(Saved entries)
-*-
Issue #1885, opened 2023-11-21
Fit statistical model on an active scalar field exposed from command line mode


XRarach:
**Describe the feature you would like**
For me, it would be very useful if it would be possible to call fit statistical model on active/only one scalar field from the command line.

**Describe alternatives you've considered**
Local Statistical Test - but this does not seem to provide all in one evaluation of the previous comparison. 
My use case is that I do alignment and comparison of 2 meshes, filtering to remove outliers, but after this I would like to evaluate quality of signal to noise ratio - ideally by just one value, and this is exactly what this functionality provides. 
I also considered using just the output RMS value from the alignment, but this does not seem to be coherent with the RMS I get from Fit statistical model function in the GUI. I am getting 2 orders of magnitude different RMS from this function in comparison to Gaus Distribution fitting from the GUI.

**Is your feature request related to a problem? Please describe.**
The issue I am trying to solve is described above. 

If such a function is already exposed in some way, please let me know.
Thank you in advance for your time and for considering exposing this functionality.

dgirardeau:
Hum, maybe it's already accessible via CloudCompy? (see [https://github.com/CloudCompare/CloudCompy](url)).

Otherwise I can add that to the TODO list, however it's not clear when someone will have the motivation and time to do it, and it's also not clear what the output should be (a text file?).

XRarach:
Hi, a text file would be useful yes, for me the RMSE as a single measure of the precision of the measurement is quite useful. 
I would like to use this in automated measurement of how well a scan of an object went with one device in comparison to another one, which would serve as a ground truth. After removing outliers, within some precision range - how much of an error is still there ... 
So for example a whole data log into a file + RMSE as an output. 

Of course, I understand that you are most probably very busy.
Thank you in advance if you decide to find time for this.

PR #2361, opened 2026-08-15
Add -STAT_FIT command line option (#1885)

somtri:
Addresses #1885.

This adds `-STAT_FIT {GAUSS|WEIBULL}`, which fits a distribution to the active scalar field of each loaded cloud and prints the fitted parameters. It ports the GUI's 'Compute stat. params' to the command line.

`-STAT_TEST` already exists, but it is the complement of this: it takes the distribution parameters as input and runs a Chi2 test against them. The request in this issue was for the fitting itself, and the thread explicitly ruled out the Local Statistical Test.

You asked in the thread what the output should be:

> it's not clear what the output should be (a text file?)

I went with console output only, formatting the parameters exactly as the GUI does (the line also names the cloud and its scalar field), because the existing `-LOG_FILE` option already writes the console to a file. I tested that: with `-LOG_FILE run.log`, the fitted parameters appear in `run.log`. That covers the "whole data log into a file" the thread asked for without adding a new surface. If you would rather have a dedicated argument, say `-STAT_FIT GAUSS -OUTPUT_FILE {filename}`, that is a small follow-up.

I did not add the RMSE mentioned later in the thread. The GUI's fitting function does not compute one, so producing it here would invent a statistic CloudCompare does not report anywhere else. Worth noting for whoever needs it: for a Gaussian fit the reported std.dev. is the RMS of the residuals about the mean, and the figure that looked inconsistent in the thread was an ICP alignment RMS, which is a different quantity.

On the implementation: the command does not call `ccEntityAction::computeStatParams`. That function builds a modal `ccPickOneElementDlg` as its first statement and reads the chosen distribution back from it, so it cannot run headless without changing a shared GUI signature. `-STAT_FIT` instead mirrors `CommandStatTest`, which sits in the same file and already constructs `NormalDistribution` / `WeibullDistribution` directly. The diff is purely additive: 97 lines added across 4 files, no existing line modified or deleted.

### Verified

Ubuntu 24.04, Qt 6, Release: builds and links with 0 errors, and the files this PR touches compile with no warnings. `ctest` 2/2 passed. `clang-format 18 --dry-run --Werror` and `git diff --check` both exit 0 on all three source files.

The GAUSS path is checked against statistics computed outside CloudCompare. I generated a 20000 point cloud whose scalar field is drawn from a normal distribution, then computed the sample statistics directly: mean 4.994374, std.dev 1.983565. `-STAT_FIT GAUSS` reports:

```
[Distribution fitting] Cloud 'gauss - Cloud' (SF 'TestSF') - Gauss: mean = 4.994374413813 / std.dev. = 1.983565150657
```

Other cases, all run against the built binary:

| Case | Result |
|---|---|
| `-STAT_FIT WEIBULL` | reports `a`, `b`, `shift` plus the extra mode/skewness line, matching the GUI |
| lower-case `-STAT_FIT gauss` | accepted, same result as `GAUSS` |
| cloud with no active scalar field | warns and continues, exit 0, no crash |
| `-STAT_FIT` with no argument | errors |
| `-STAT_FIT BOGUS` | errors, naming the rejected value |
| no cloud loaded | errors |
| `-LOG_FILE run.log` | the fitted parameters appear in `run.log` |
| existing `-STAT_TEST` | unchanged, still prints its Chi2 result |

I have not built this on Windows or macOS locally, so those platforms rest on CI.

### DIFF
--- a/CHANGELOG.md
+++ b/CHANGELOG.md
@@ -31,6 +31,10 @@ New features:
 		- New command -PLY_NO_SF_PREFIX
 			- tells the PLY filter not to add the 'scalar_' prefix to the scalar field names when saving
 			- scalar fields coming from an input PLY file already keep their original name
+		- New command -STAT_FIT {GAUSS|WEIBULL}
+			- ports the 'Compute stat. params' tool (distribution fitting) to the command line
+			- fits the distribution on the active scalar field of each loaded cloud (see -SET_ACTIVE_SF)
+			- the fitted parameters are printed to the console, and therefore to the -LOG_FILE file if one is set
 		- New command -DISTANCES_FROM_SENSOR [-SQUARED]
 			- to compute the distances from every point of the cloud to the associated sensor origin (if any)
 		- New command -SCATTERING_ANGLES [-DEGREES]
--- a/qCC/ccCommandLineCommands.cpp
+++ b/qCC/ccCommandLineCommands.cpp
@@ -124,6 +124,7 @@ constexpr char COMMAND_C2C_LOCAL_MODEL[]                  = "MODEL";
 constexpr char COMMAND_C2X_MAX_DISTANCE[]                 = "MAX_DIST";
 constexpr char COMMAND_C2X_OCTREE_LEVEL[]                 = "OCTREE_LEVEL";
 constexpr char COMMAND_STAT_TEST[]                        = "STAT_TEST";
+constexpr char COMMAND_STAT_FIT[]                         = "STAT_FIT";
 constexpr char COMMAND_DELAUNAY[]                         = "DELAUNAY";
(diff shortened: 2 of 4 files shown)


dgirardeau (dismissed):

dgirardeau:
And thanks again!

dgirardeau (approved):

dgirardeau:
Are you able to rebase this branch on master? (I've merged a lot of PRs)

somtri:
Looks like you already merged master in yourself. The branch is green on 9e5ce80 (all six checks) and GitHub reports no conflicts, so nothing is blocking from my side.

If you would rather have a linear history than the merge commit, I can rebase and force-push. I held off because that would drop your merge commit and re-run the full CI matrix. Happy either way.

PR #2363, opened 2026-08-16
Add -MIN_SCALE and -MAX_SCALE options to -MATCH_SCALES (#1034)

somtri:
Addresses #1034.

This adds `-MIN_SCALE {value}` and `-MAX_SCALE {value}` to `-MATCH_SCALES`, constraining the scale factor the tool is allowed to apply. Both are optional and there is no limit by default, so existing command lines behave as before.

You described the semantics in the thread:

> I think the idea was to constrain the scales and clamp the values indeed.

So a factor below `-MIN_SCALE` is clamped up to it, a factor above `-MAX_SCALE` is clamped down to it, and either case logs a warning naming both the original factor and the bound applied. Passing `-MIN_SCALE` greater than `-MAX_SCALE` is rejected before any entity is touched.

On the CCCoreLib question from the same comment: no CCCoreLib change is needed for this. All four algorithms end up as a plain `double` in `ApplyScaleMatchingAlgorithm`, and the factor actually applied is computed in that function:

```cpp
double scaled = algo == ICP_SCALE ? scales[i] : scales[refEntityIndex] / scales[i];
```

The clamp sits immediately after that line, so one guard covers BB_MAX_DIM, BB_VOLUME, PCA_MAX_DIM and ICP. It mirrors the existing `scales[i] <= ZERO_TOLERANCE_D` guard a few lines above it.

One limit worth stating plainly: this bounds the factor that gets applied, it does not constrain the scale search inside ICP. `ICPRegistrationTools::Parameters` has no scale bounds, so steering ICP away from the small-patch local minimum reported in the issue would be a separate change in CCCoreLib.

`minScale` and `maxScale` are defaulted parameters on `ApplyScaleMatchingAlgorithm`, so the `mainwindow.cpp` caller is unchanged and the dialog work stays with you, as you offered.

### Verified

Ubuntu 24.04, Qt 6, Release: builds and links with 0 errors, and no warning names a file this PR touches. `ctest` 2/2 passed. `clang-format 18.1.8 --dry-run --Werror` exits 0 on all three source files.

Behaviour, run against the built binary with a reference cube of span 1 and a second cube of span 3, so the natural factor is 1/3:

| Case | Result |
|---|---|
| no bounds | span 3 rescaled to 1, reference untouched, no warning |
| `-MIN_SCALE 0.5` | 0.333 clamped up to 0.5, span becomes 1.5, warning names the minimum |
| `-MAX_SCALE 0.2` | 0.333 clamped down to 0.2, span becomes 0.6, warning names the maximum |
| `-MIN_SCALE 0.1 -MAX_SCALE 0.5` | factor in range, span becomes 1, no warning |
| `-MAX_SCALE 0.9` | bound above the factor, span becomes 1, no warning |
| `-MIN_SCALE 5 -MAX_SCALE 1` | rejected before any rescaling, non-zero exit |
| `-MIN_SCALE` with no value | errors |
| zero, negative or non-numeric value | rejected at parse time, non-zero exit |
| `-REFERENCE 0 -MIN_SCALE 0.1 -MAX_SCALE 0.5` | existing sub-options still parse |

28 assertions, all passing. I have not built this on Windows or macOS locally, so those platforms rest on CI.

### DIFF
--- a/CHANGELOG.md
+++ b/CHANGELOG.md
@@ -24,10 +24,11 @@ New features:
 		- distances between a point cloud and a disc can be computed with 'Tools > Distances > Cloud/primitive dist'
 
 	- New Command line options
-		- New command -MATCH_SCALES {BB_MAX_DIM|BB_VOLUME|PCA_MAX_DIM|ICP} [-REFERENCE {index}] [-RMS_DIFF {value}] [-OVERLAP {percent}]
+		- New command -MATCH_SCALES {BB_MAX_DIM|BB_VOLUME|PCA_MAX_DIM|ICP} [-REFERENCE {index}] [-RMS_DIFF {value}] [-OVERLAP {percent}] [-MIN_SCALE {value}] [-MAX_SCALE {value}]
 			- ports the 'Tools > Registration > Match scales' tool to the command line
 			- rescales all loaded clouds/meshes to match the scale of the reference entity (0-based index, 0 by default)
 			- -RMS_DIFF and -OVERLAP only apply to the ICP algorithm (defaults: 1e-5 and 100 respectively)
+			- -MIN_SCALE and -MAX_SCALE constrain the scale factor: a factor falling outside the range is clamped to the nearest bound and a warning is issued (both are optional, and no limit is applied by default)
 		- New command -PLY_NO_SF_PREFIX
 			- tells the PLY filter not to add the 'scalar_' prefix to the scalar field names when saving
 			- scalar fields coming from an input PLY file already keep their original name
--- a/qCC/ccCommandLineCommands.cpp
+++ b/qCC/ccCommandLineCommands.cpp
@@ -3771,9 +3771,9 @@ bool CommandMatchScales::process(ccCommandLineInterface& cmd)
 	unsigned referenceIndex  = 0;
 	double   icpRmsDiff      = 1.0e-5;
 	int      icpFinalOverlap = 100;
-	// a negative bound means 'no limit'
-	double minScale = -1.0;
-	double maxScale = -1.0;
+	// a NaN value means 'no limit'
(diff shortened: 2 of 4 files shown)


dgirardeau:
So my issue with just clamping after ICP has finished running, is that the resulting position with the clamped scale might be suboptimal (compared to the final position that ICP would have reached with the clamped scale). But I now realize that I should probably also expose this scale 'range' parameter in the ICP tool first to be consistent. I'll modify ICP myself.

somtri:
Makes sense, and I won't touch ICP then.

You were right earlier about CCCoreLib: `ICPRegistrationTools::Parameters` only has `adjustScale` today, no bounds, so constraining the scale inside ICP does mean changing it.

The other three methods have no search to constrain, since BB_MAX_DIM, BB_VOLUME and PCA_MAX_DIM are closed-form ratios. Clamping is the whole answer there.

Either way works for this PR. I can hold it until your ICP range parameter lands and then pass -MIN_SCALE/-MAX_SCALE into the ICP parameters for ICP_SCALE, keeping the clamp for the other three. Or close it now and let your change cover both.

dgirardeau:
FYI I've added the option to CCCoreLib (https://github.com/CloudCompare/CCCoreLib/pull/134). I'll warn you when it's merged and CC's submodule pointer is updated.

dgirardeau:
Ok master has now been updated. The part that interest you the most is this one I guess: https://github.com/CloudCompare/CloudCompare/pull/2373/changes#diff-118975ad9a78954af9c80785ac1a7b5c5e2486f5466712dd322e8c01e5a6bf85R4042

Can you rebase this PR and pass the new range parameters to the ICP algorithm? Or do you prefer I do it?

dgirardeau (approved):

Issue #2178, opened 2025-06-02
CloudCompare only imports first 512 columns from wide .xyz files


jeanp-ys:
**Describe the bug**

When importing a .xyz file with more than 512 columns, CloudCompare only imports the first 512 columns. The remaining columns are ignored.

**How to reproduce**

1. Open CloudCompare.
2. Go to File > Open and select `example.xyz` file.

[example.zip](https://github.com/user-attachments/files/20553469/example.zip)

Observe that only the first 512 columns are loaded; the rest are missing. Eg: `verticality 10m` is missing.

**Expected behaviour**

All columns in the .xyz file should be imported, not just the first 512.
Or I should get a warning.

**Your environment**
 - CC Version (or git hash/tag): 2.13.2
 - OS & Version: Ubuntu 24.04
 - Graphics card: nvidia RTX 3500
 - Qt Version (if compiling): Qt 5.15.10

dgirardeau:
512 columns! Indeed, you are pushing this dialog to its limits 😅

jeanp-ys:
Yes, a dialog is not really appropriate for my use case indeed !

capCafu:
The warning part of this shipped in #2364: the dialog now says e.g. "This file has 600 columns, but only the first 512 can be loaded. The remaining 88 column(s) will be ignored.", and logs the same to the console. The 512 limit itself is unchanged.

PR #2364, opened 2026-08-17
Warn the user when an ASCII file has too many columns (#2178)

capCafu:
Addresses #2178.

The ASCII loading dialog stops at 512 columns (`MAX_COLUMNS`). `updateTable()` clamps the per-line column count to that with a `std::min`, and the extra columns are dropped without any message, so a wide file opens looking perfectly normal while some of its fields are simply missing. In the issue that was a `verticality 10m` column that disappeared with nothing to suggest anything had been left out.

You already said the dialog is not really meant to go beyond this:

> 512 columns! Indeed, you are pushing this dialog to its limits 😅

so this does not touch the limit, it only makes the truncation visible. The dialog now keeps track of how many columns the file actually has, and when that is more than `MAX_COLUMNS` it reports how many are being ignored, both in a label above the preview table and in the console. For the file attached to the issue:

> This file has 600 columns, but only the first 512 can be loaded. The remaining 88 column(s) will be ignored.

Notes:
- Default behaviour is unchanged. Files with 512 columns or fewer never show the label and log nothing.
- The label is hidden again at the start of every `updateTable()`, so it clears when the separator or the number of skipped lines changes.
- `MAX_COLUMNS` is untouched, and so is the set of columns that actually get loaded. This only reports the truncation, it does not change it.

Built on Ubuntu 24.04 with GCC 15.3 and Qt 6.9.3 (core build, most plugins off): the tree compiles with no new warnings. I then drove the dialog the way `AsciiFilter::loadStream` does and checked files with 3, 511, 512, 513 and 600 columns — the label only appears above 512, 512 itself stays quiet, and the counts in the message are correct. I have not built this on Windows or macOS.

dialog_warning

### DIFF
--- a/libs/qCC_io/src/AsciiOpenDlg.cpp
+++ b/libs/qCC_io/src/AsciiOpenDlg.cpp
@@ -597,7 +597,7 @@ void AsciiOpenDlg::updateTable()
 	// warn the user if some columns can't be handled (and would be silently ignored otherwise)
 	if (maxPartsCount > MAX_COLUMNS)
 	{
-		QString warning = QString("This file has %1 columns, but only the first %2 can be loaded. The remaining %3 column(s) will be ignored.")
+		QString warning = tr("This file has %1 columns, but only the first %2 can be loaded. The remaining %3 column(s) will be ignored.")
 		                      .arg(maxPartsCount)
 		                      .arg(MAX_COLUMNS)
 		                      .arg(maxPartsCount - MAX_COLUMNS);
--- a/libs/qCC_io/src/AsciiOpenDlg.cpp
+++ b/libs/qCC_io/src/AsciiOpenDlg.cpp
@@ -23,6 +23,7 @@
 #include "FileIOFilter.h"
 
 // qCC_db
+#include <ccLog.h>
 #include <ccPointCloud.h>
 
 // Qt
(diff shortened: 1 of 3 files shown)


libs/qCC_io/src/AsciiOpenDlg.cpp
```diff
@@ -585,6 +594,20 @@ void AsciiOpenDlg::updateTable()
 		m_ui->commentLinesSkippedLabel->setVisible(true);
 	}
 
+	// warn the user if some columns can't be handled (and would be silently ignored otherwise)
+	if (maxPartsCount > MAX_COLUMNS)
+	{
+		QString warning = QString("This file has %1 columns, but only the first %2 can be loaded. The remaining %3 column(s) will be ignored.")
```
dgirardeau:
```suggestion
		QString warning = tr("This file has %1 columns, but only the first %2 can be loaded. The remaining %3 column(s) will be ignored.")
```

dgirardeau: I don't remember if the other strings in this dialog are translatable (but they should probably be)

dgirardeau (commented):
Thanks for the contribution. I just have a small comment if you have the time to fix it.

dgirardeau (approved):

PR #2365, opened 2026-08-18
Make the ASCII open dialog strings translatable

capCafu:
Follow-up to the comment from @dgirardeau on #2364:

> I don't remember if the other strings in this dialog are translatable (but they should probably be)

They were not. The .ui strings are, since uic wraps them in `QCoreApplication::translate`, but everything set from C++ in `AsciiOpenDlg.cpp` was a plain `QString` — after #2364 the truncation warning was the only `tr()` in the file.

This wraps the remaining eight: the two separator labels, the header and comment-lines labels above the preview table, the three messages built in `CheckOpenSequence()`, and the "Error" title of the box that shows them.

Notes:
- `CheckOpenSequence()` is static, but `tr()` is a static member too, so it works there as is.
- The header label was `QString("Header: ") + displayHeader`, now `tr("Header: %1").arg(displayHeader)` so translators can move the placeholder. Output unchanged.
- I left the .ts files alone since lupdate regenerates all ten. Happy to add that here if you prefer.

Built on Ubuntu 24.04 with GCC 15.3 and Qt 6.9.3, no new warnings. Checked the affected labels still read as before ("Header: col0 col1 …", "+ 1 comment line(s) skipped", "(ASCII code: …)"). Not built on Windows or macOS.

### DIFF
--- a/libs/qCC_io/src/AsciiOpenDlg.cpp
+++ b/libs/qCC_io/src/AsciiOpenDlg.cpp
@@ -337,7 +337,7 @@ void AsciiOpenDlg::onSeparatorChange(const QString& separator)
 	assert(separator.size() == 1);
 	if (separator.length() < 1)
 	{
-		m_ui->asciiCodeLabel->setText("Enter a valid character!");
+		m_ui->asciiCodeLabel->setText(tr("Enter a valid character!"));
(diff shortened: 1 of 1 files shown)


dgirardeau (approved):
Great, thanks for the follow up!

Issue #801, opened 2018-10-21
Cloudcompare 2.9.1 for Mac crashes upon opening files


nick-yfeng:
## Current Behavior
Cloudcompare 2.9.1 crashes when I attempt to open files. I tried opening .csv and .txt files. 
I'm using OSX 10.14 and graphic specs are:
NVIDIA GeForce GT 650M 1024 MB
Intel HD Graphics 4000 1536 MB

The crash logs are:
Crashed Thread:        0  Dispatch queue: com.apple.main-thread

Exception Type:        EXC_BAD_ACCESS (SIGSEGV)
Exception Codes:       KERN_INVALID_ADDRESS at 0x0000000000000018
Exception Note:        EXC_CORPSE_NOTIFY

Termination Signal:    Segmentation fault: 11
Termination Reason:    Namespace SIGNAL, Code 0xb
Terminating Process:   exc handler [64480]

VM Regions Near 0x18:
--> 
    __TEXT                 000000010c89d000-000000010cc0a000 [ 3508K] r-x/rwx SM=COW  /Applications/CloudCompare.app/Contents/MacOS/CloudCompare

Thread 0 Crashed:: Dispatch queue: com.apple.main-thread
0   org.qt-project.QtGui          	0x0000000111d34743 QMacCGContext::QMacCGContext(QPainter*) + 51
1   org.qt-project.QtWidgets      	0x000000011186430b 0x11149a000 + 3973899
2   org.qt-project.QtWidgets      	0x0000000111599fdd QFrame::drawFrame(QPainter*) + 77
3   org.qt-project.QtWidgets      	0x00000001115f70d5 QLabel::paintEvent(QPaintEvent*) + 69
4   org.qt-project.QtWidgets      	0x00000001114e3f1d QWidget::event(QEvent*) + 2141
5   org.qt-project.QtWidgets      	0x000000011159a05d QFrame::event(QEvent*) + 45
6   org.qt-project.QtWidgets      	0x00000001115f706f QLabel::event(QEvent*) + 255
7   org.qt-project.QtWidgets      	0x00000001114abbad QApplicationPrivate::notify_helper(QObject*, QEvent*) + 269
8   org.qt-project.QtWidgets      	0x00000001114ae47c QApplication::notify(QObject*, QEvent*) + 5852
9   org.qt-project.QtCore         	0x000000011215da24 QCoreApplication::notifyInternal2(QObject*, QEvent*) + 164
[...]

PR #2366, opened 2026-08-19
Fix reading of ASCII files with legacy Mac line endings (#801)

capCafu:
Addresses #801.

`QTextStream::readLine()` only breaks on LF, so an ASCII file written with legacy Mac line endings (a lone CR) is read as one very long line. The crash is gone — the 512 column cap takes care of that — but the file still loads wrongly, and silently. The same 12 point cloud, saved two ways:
-*-
● **Your instructions**
Starting at the line that has "Thank you in advance for" and ending at the line that has "Hi, a text file", please write out the lines above exactly, leaving out all others.

● **Answer section**
Thank you in advance for your time and for considering exposing this functionality.

dgirardeau:
Hum, maybe it's already accessible via CloudCompy? (see [https://github.com/CloudCompare/CloudCompy](url)).

Otherwise I can add that to the TODO list, however it's not clear when someone will have the motivation and time to do it, and it's also not clear what the output should be (a text file?).

XRarach:
Hi, a text file would be useful yes, for me the RMSE as a single measure of the precision of the measurement is quite useful. 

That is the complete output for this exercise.